Task goal: Lines before the one containing "## What's the fix?" are to be left out; that line and every line after it, through the last line below, are to be reproduced exactly.

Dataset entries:
PR #1080, opened 2024-08-27
[Snap]: Add currecy mosaic in asset list as default.

AnthonyLaw:
## What was the issue?
- The asset list appears empty when the account doesn't have a mosaic.
- Added a currency mosaic to the asset list with an amount of 0 if the account lacks a currency mosaic.

## What's the fix?
- Query currency mosaic info when during the `initial setup`
- Added currency mosaic in asset list, if user account lacks of currency mosaic.

Screenshot 2024-08-28 at 2 15 46 AM

### DIFF
--- a/snap/backend/src/index.js
+++ b/snap/backend/src/index.js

Response for this exercise:
## What's the fix?
- Query currency mosaic info when during the `initial setup`
- Added currency mosaic in asset list, if user account lacks of currency mosaic.

Screenshot 2024-08-28 at 2 15 46 AM

### DIFF
--- a/snap/backend/src/index.js
+++ b/snap/backend/src/index.js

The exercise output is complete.